PR #173, opened 2021-12-29
separate out nearest filtering for UI, default it on

Paril:
Split pt_nearest into two variables (the second one is named pt_nearest_2d), and default it to on, to match other Q2 engines/not cause blurry low quality UI textures.

Also fixes blurry non-standard fonts, since it was hardcoded to blur only the main font.

### DIFF
--- a/src/refresh/vkpt/main.c
+++ b/src/refresh/vkpt/main.c
@@ -68,7 +68,8 @@ cvar_t *cvar_pt_projection = NULL;
 cvar_t *cvar_pt_dof = NULL;
 cvar_t* cvar_pt_freecam = NULL;
 cvar_t *cvar_pt_nearest = NULL;
-cvar_t *cvar_pt_nearest_2d = NULL;
+cvar_t *cvar_pt_bilerp_chars = NULL;
+cvar_t *cvar_pt_bilerp_pics = NULL;
 cvar_t *cvar_drs_enable = NULL;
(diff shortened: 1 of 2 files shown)


res2k:
FWIW, the GL renderer seems to have two different cvars for this (`gl_bilerp_chars`, `gl_bilerp_pics`), maybe worthwhile to copy that approach? (The two vars also have different defaults - `..._chars` defaults to off, `..._pics` defaults to on.)

And/or, since the setting mostly concerns the UI, why not put "UI" somewhere in the cvar name, e.g. `pt_nearest_ui` or `ui_nearest`?

Paril:
Not a bad idea. We could just copy the GL ones entirely, then it'd be closer parity.

Paril:
Changes done, now it's mostly parity with the GL system apart from the interpretation of the 1 value for pt_bilinear_pics.

apanteleev:
Why not just reuse the same `gl_bilerp...` vars?

Paril:
I guess you could - it's usually standard in engines with different renderers to use different cvars, since the `gl` ones don't make sense for a non-GL renderer. There's also the issue of 1 being semantically different in GL, since the VK renderer doesn't have the "scratch" system, so we'd have to make 1 effectively the same as 0 which might be a bit confusing (2 would be "enabled" for VK).

Issue #185, opened 2022-02-13
Animated textures don't work in 1.6


Paril:
I was informed that animated textures seem to be broken in 1.6; buttons, for instance, don't animate. We haven't checked func_wall's or non-bmodel animated textures.

res2k:
Looks like they fell by the wayside in #171.
Their "animation" (really, choosing material frame based on entity) was handled by the `instance_geometry` shader, but now that's not used any more for brush models...

PalmliX:
Just confirmed, created a simple test map, in 1.5 animated textures on a func_wall work correctly, in 1.6 there is no animation. Animated texture on worldspawn works the same in both maps. I uploaded the test map if it helps.
[texanim.zip](https://github.com/NVIDIA/Q2RTX/files/8063147/texanim.zip)

apanteleev:
Thank you all for reporting, investigating, and fixing the issue.
I merged the PR in https://github.com/NVIDIA/Q2RTX/commit/73c0b7f202d9a2a88fecf787723f34a50f5a0031

PR #187, opened 2022-02-14
Fix bsp model texture animation

res2k:
Fix missing texture animation on bsp models (issue #185) by "animating" the frame in `load_and_transform_triangle()`.

Another approach I considered was to go over each bsp model once per frame and animating the material on each primitive - think similar principle as `instance_geometry`, only for bsp models, and material animation only.

I went for the `load_and_transform_triangle()` approach mainly because it's simpler.
However, it may have a performance disadvantage, as the "animation" would potentially be done quite a number of times, compared for guaranteed once per frame in the approach above.
(Perhaps it would be worthwhile to implement that as well and check if there's a measurable performance difference.)

### DIFF
--- a/src/refresh/vkpt/shader/instance_geometry.comp
+++ b/src/refresh/vkpt/shader/instance_geometry.comp
@@ -206,21 +206,8 @@ main()
 		if (mi.material != 0)
 			t.material_id = mi.material;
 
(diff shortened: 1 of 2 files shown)


PalmliX:
Thanks for this res2k! I'm experimenting with some very long animations, over 100 frames, so I'll let you know about the performance.

Issue #178, opened 2022-01-22
Saved games doesn't work after update to 1.6.0


mistificator:
I've updated from 1.5.0 to 1.6.0 yesterday (I use Steam), and got these messages.
![image](https://user-images.githubusercontent.com/2280081/150647621-a2ef8e62-8f67-4db9-b544-7170cec4af04.png)

mistificator:
Workaround is to take old gamex86_64.dll from 1.5.0.

Paril:
You can use the old game DLL, but this is to be expected with Q2-based games. Save games will break between major game DLL version changes.

There were some legacy bugs fixed between the two, hence the version change.

mistificator:
So you think that in-game progress is nothing. Okay I see your point.

Paril:
> So you think that in-game progress is nothing. Okay I see your point.

This is just how it was in Quake II. You're free to contact John Carmack and let him know you don't like his 15+ year old decisions. We did inherit some pointer-esque fixes from Q2PRO but because the save format is extremely basic and basically just writes the raw memory to disk, this is bound to happen. It's out of the scope of Q2RTX to introduce a new save system, IMO. You should file an issue with Q2PRO instead; if they adopt one, Q2RTX will inherit it.

res2k:
@mistificator I attempted to add savegame compatibility for 1.5.0 in PR #193. It seems to work, but I gave it only a quick test, so maybe give it a try. You should be able to open savegames from 1.5.0, and after re-saving they'll be in the updated format. (Note this doesn't work in the other direction: savegames created with 1.6.0 will never work in 1.5.0.)

apanteleev:
PR #193 is now merged, which should take care of this issue.

PR #193, opened 2022-02-25
Add save game compatibility with Q2RTX 1.5.0

res2k:
Luckily, the general structure is not _that_ different, so it's possible to load old (1.5.0) savegames by doing some things slightly different when the old version is encountered.

* Use a special field type for 'frametimes', covert to framenum on load
* Store the old pointer table as well

Addresses #178.


res2k:
> we'd still have to have everybody lose progress just to add that support for forwards-compatibility, heh.

FWIW, my first idea to provide savegame compatibility with 1.5.0 was to "let's copy the savegame logic wholesale", until I realized the existing code could be tweaked with the checks/conditions. But that approach would of course work if any other savegame changes were to be made.

I'm not sure some "custom" savegame system would be worth it. Perhaps if it was inherited from Q2PRO... can't say what they're thinking, but the past suggests a bit that savegame compatibility may not be a priority for them.

res2k:
> Honestly, it might just not be worth it. Q2 includes several config files in pak0.pak for starting the game at a certain unit, and there's no "progress" stored between units anyways... if mission pack support was in the cards I'd potentially be on board but this is _just_ baseq2, so, I dunno.

Well, _some_ progress is stored between units - e.g. items, weapon, ammo. See `WriteGame()` in baseq2 for details.
Since most of the save game logic lives in the game DLL the mission packs would be unaffected by the recent savegame changes (as they didn't touch the parts in the server).

FWIW, at least from a "user experience" perspective savegame compatibility is welcome and worth it. Even if you can, in theory, cheat your way to the state you had before, it's still a feeling of having "lost" investment into the game. (Also, not everybody may know how to actually cheat yourself to a certain place, or may not want to.)

Paril:
Of course, but it's trivial to restore - and like I said the unit configs will get you at the start of a unit with the weapons you can get from the prior. I know it's not the same, just thinking ahead to this happening again down the road.

And yes, I know the mission packs are unaffected since they are different mods, but my point was that if we were updating all three game DLL versions at the same time maybe there was more of a justification for it.

PR #194, opened 2022-02-26
Implement flare on top of actual game

res2k:
This is a bit more unusual one.

Adds flare support inside a "proxy game" that layers on top of the actual game.
The motivation is to support mods, games for which the source code may not be available, but which nevertheless suffer the Q2RTX "problem" of occasional darkness due to lack of light-emitting surfaces.

Moving the flare logic out of the principal game changes it's behavior somewhat; most significant is probably that it's not a selectable weapon any more (throwing a flare is done via a command, `throwflare`) and does not consume ammo (grenades) any more (which is, IMO, not necessarily a bad thing).

Also thrown in at the end is a bit of logic to improve compatibility between RTX and non-RTX clients.


apanteleev:
While I understand the motivation behind this pull request, I think this is just too hacky. A basic flashlight would be a much cleaner solution to the problem.

res2k:
Hmm, I think I thought about this as well... actually that was some time ago now.
IIRC my "cons" of wrt to such a flashlight were:
(a) Technical limitations - in the sense that a proper flashlight would best be implemented using a spotlight, which the renderer (currently) lacks. (It's also possible to "emulate" a flashlight using a cleverly placed point light, but I fear that may look a bit meh.)
(b) Interestingness - a flare is basically a temporary, user-placeable light, which can be dropped at some point, yet you can move around and see how it affects lighting/shadowing on varying parts of the world and items, showing off that gorgeous raytracing ;)

But in general, something purely client sided would probably the cleanest to implement... but doing something "physical", like the current flare, is rather challenging to do client-side only, hence that funky "overlay" game.
But something "non-physical",  like a flashlight, should probably be quite simple to do client-wise.

What would be your preferred approach for a flashlight? A proper spotlight, a "moving point light", some other approach?

apanteleev:
A proper spotlight, maybe even a textured one. It's not that difficult to extend the light sampling code to add a spotlight term to the sphere lights, and throw in some basic RIS on the sphere lights to improve quality. I can take a look at that, not sure when though.

res2k:
Sorry, could you unabbreviate "RIS"?

apanteleev:
RIS = Resampled Importance Sampling, aka Importance Resampling.
When you take a few random items from a pool with a uniform PDF, and then select one of them based on a different PDF. Same thing already happens for triangle lights.

PR #201, opened 2022-03-06
Ignore a material definition if a game overrides a texture

res2k:
Some games override baseq2 assets without changing the name -
e.g. 'action' replaces models/weapons/v_blast with something looking completely differently.
Using the material definition from baseq2 makes things look wrong.
So try to detect if the game is overriding a texture from baseq2 and, if that is the case, ignore the material definition (if it's from baseq2 - to allow for a game-specific material definition).

(I previously submitted something with the same intent as part of #116 [[2415da2](https://github.com/NVIDIA/Q2RTX/pull/116/commits/2415da21620e07aeada906780097512ac7689efd)], but it seems those changes got lost or ineffective during the material system overhaul.)

### DIFF
--- a/src/refresh/images.c
+++ b/src/refresh/images.c
@@ -999,24 +999,6 @@ static int _try_image_format(imageformat_t fmt, image_t *image, int try_src, byt
     if (!data) {
         return len;
     }
-    /* Don't prefer game image if it's identical to the base version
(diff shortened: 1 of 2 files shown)


apanteleev:
Is it expected that `base1` looks like this after these changes? ;)

quake001

res2k:
Oops 🙈

Should work with after the last commit...

PR #203, opened 2022-03-11
Spotlight/Flashlight (WIP)

res2k:
Following the discussion in #194 here the (start of) an attempt to implement a client-side flashlight.
It doesn't contain any of the "fancier" stuff that was mentioned (texturing or "RIS on the sphere lights to improve quality") but I think it's good enough to collect some feedback on the implementation.

To enable it set `cl_flashlight` to 1. Works really well with a toggle bind, e.g. `bind f "toggle cl_flashlight"`.

In RTX mode it's a proper spotlight.
In GL mode, to have a bit of feature parity, I added a fake flashlight - ie placing a point light on the surface the player currently points at. It's also a bit crappy as it completely ignores entities when determining the light position. TBH, I'm actually not sure that fake flashlight is worth the effort.

Screenshot (made in one of the dark parts in `strike`):
image


res2k:
Hey @apanteleev , did you have for a look at this?
While there's more to be done (see description), what do you think about the general approach?
And perhaps warranting a closer look would be the changes to `sample_dynamic_lights`/ex-`sample_spherical_lights`.
Thanks!

apanteleev:
Sorry, I didn't have a look yet. I'll try to do it today or tomorrow.

apanteleev:
Tested the changes. Looks pretty good, though I do have some suggestions:
- I think the intensity of 10000 looks better than the default 2000;
- Perhaps move the emitter away from the camera, to the bottom-left or bottom-right, so that it would look like a flashlight in hand, and not glowing eyes ;)
- Would be nice to have a more realistic flashlight emission profile, rather than an ideal spotlight. Something with a pronounced central lobe and a dim/wide falloff. Like (4) or (12) on this picture: https://www.blender3darchitect.com/wp-content/uploads/2019/01/ies-lights_700px_op.jpg This could be a later improvement though.

The code looks good.

res2k:
> Tested the changes. Looks pretty good, though I do have some suggestions:
> 
>     * I think the intensity of 10000 looks better than the default 2000;

Sure, can change that.
 
>     * Perhaps move the emitter away from the camera, to the bottom-left or bottom-right, so that it would look like a flashlight in hand, and not glowing eyes ;)

Ok. I'll take a look at some muzzle flash locations, that should look similar to a "handheld" flashlight.

>     * Would be nice to have a more realistic flashlight emission profile, rather than an ideal spotlight. Something with a pronounced central lobe and a dim/wide falloff. Like (4) or (12) on this picture: https://www.blender3darchitect.com/wp-content/uploads/2019/01/ies-lights_700px_op.jpg This could be a later improvement though.

Maybe something that could be approximated with a projective texture, though the examples you picked certainly look more complex. (Might be worthwhile to search around a bit, see what kind of data Blender consumes to produce such lights.)

> The code looks good.

Great! Thanks for the review.

Do you have an opinion on the "fake" GL flashlight?
The effect is a bit crappy now and I'm not sure it's worth the effort to make it look good,
but if you think it's a valuable addition I'll look into improving the interaction with entities a little.

Beilerbey:
> Maybe something that could be approximated with a projective texture, though the examples you picked certainly look more complex. (Might be worthwhile to search around a bit, see what kind of data Blender consumes to produce such lights.)

Those are IES files, you can find out more here (not sure if they would work in Q2RTX though): https://ieslibrary.com/en/home

res2k:
> Those are IES files, you can find out more here (not sure if they would work in Q2RTX though): https://ieslibrary.com/en/home

No, they won't work as-is... Nevertheless, thanks for the pointer, I'll look into it!

apanteleev:
> Do you have an opinion on the "fake" GL flashlight?

Well... placing a sphere light at the nearest wall seems like a reasonable solution. But it could be tuned better: increase the tracing range; increase the intensity/radius when the wall gets further away. I'm not sure anyone would care for a flashlight in the GL version though.

> Those are IES files

Correct. IES files are fairly easy to parse, too; I wrote a custom parser for them sometime last year, here it is:
https://github.com/NVIDIAGameWorks/donut/blob/main/src/engine/IesProfile.cpp
https://github.com/NVIDIAGameWorks/donut/blob/main/shaders/ies_profile_cs.hlsl

But I don't think we should use that in Q2RTX. It could be either a simple 1D texture loaded from file, that maps the angle from the axis to an intensity, or an analytic approximation of that texture. A reasonably simple approximation could be cheaper at render time, too.

Beilerbey:
Yes I had a feeling they wouldn't work. I do have a texture that could be suitable and/or I could help make one without problems, I know nothing on a technical level (I'm an artist not a programmer) so someone would've to tell me specifics (format, size, bit-depth, etc), but other than that I'd be happy to help. Here is what I had already made, in blender it looks like this (notice that the render is noise free, the little dark spots are in the texture and are supposed to be dust/dirt on the glass): 
Spotlight

res2k:
I have made a bunch of adjustments:
* Upped default intensity.
* I opted to remove the GL flashlight. However, since it's still in the git history, the implementation could be resurrected later, if so desired.
* Tweaked the position so it's positioned more as if it was a gun attachment.

apanteleev:
Looks pretty good now, thanks for the update!
What are your thoughts on implementing an emission profile? Later?

res2k:
> Looks pretty good now, thanks for the update! What are your thoughts on implementing an emission profile? Later?

Yes, later :)

But while I'm here let me share my current thoughts/plan.
On the engine side I like the "a simple 1D texture loaded from file, that maps the angle from the axis to an intensity" approach.
Using a texture allows a bit more flexibility than an analytic approximation - probably something of interest for modders and forkers (or perhaps Q2RTX itself, should a spotlight be something suitable for more effects).

As to getting such a texture: ieslibrary.com seems to have profiles that are axially symmetric, those would be a perfect fit for that approach. (Unfortunately you can't search for those profiles, so you can only pick a nice-looking profile and hope it's symmetric...)

Of course, such an 1D texture needs to be created; currently I'm writing a small Python script to do so, to have something going. But eventually it's probably sensible/helpful to have such a script, or tool in the Q2RTX repo... Do you agree? If so, do you have a preference on how to approach this - I'm thinking a Python script should be fine, but maybe you prefer something in C or C++.

apanteleev:
A Python script would be fine for a tool like that.

The MR is good to merge now, right?

res2k:
> The MR is good to merge now, right?

From my side, yes.

PR #213, opened 2022-04-21
Move identical image detection to filesystem

res2k:
Previously, a check was added to reject "game" images if it was identical to the "base" image, to allow image overrides to be used in that case (commit cf65b63b5d3a1927565e89933c18cc23cb408811).
However, this clashes a bit with #201, as this detects a texture overriden by the game and so doesn't use the material definition from base. However, at the same time, loading the image from the game will be rejected as it's identical to the base image, leading to no image at all being loaded...

Both aspects are desireable - if a game just copies an image, it should use any high-res override and the material definition from baseq2, but if it's a different image, neither override nor existing material definition should be used.

I opted to approach the issue on a different level - the filesystem. Basically, if we find a file in a .pak that already exists in baseq2, we do the identity check there, and reject files in game .paks that are identical to the baseq2 version.
That way, the material system will never see any duplicated images and just use the baseq2 version and any override and material definition from there.

### DIFF
--- a/src/common/files.c
+++ b/src/common/files.c
@@ -2062,7 +2062,7 @@ static void pack_hash_file(pack_t *pack, packfile_t *file)
 
 // Loads the header and directory, adding the files at the beginning
 // of the list so they override previous pack files.
-static pack_t *load_pak_file(const char *packfile)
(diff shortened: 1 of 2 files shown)


res2k:
Abandoned due to second thoughts. Added a different solution to #201.

PR #214, opened 2022-04-24
Add emission profile to flashlight

res2k:
Follow-up to #203. Now uses an emission profile generated from an IES file.

Screenshot from master:
quake000

Screenshot with emission profile:
quake001

* I tried to extend the light sampling in a way that allows future enhancements, e.g. perhaps profiles that are not axially symmetric, or projection lights.
* I opted to store the emission profile as a 16bpc grayscale PNG, so as a collateral I needed to add support for that.
* The emission profile texture is indexed by the cosine of the angle from the spotlight direction. It was quite convenient to simply use that.
* The specific used profile is BEGA 50964K4 from ieslibrary.com

Possibly future enhancements:
Currently, the emission profile is assumed to cover 90 degrees from the spotlight direction.
Might be interesting to make that customizable, e.g. for profiles that just zero out before 90 degrees, or for profiles that cover a larger range (the IES profile mentioned above actually has values for a tad over 90 degrees).


apanteleev:
Thanks @res2k - this looks good overall, but I'd like to request one change. Can you make the profile texture have `angle` on the X axis and not `cos(angle)`? With the cosine, you get really poor angular resolution next to the center of the beam.

res2k:
> Can you make the profile texture have `angle` on the X axis and not `cos(angle)`? With the cosine, you get really poor angular resolution next to the center of the beam.

Sure, updated the branch.

Issue #170, opened 2021-12-16
Use OpenAL Soft


Paril:
https://github.com/kcat/openal-soft

I'm unsure if Mac & Unix require it (they might already use oal-soft internally), but Windows will definitely need this. Creative's final OpenAL redistributable has a lot of bugs that make it unsuitable as a drop-in sound replacement - for instance, sounds played have a built-in, unavoidable "fade-in" effect (most noticeable on blaster & machinegun).

OpenAL-Soft is LGPL compatible and fixes these bugs. Q2pro recommends it for Windows as well, as it makes the game sound indistinguishable from Q2's old software drivers.

res2k:
@Paril, I added a PR that provides the OpenAL-soft DLLs on Windows.

I didn't notice too much difference to the "default" OpenAL implementation used on my system, but maybe I'm too much of an audio cretin for that, or that implementation was newer/different from Creative's final OpenAL redistributable.
But if you experienced issues with OpenAL in the past perhaps leave a comment how this worked out for you.

(FWIW, I believe OpenAL on Linux is typically openal-soft anyway. Don't know about Mac.)

Paril:
Cool! Yeah, creatives oal driver has issues with sounds having weird delay at the beginning (like a fade in), some sounds not playing at all (Adam ran into this with our fork with some looping sounds not working on créatives driver) and of course it lacks all of the extensions (loop points and efx are great). In NAC I ended up just pulling in oal in cmake and embedding it statically so people don't have to worry about DLL hell.

Paril:
If you're interested in that process, although I dunno if Q2RTX wants to go the static route, the commits of interest are here:
https://github.com/Paril/Q2RTX/commit/81814f6443602ae6dd6685f8623bb4db5a074b11
https://github.com/Paril/Q2RTX/commit/ecf85504c3e1b907e0a470b3014ea29e7ce30f08 (cmakelists changes only)

it's nice to not have to worry about peoples' conflicting DLLs, but I don't know if this builds on Unix/Mac atm and people wouldn't be able to swap out their DLLs with newer ones if they had fixes. Give & take I suppose

apanteleev:
Hi @Paril - could you make a PR for the static oal-soft please? I'd rather merge that than the DLL version.

Paril:
Hey!
Yeah I can. The only thing is I couldn't test the Unix/Mac build processes.

res2k:
[...]

PR #215, opened 2022-04-24
Provide OpenAL soft

res2k:
On Windows, drop OpenAL soft DLLs next to the client. For #170


apanteleev:
Merged https://github.com/NVIDIA/Q2RTX/pull/224 instead, closing. Thanks anyway.

PR #221, opened 2022-05-07
Wayland support

### LINKED ISSUE #217: Q2RTX still uses Xwayland on Wayland
Hello All!

I found that with the latest version 1.6.0 of Q2RTX still uses XWayland (X.Org) even if I use 100% Wayland session. 
I use Manjaro Linux with Gnome GUI and AMD Vega 56 GPU. 

If I force SDL_VIDEODRIVER=wayland then the game crashes on the startup. 

Is it possible to run the game without XWayland ?

Thanks!

res2k:
Adds a bunch of fixes to make Q2RTX run on Wayland. Hopefully fixes #217.

Note that this contains some changes (dcd28504cd3b122e77962ae2152e41a8858d4f84, 269ad3cec304ac230d88f48988b9e7670d69ba6b) that may actually be issues somewhere in the software stack I used (Wayland on NVIDIA) - they may not be necessary for Wayland on AMD, but I can't test that.

### DIFF
--- a/src/refresh/vkpt/draw.c
+++ b/src/refresh/vkpt/draw.c
@@ -524,8 +524,8 @@ vkpt_draw_create_pipelines()
 		.srcColorBlendFactor = VK_BLEND_FACTOR_SRC_ALPHA,
 		.dstColorBlendFactor = VK_BLEND_FACTOR_ONE_MINUS_SRC_ALPHA,
 		.colorBlendOp        = VK_BLEND_OP_ADD,
-		.srcAlphaBlendFactor = VK_BLEND_FACTOR_ONE,
-		.dstAlphaBlendFactor = VK_BLEND_FACTOR_ZERO,
+		.srcAlphaBlendFactor = VK_BLEND_FACTOR_SRC_ALPHA,
+		.dstAlphaBlendFactor = VK_BLEND_FACTOR_ONE_MINUS_SRC_ALPHA,
 		.alphaBlendOp        = VK_BLEND_OP_ADD,
 	};
 
--- a/src/unix/video.c
+++ b/src/unix/video.c
@@ -459,6 +459,13 @@ bool VID_Init(graphics_api_t api)
     }
 
     VID_SetMode();
+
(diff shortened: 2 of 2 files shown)


apanteleev:
I have a couple questions/requests here:
- How come you need to install new Wayland-related packages for CI builds, but there are no build config changes at all, e.g. CMake settings? Does the newer SDL just require those libs?
- I don't think the `_VK(...)` change belongs here, or maybe it should be used only for RelWithDebInfo type builds.

res2k:
> * How come you need to install new Wayland-related packages for CI builds, but there are no build config changes at all, e.g. CMake settings? Does the newer SDL just require those libs?

Yes, SDL "wants" to enable Wayland support by default ("SDL_WAYLAND _(Wanted: ON)_" configure message), but only actually builds it if the necessary libs are present. So installing them is sufficient.

> * I don't think the `_VK(...)` change belongs here, or maybe it should be used only for RelWithDebInfo type builds.

Well, it was mainly added to possibly aid in troubleshooting for #217, though as it turned out, it didn't matter.
Though, I'm thinking getting Vulkan errors (somehow) reported in Release builds can be a troubleshooting aid...
perhaps consider making that check/reporting conditional somehow?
:::
Whenever a line in the material above holds the string "search", copy that line in full.

Maybe something that could be approximated with a projective texture, though the examples you picked certainly look more complex. (Might be worthwhile to search around a bit, see what kind of data Blender consumes to produce such lights.)
> Maybe something that could be approximated with a projective texture, though the examples you picked certainly look more complex. (Might be worthwhile to search around a bit, see what kind of data Blender consumes to produce such lights.)
As to getting such a texture: ieslibrary.com seems to have profiles that are axially symmetric, those would be a perfect fit for that approach. (Unfortunately you can't search for those profiles, so you can only pick a nice-looking profile and hope it's symmetric...)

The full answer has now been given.